START Data section
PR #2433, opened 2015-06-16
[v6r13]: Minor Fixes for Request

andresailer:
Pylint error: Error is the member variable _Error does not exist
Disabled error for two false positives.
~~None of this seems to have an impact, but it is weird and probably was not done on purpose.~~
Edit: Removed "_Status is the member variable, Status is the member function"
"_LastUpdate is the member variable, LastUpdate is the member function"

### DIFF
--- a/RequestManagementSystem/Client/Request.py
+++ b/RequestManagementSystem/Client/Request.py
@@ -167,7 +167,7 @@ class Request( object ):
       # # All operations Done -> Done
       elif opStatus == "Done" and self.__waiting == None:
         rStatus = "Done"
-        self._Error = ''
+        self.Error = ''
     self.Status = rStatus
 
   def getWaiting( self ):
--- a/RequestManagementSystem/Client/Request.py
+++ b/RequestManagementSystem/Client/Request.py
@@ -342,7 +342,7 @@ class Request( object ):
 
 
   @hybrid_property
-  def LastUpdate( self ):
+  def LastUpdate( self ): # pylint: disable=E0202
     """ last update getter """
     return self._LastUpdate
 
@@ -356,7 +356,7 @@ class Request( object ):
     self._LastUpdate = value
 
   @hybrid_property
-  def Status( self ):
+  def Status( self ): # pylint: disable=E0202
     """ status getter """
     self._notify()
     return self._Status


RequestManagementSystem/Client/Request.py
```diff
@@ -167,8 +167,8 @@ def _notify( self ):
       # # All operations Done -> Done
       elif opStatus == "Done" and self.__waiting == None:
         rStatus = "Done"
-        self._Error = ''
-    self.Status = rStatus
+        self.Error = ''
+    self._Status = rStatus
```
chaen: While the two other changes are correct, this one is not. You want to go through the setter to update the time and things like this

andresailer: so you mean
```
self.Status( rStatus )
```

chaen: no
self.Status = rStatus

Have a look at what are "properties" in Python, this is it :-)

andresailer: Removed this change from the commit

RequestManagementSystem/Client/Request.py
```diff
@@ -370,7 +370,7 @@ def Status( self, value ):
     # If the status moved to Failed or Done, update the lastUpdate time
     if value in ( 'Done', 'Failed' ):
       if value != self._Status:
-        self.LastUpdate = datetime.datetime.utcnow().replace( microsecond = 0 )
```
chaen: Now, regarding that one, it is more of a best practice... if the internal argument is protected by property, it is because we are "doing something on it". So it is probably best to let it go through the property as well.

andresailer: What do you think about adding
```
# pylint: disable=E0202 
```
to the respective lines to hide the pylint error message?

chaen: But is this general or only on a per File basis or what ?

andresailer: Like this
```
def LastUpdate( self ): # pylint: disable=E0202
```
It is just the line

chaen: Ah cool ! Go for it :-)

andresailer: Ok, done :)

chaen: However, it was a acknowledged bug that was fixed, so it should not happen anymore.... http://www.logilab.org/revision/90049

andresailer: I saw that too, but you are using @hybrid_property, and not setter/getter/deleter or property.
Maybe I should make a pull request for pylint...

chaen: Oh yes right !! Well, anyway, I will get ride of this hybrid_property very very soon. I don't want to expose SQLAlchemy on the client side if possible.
END Data section
### What to produce
Search the entries for the word "value", then copy every line in which it is found.

### Exercise result
     self._LastUpdate = value
@@ -370,7 +370,7 @@ def Status( self, value ):
     if value in ( 'Done', 'Failed' ):
       if value != self._Status:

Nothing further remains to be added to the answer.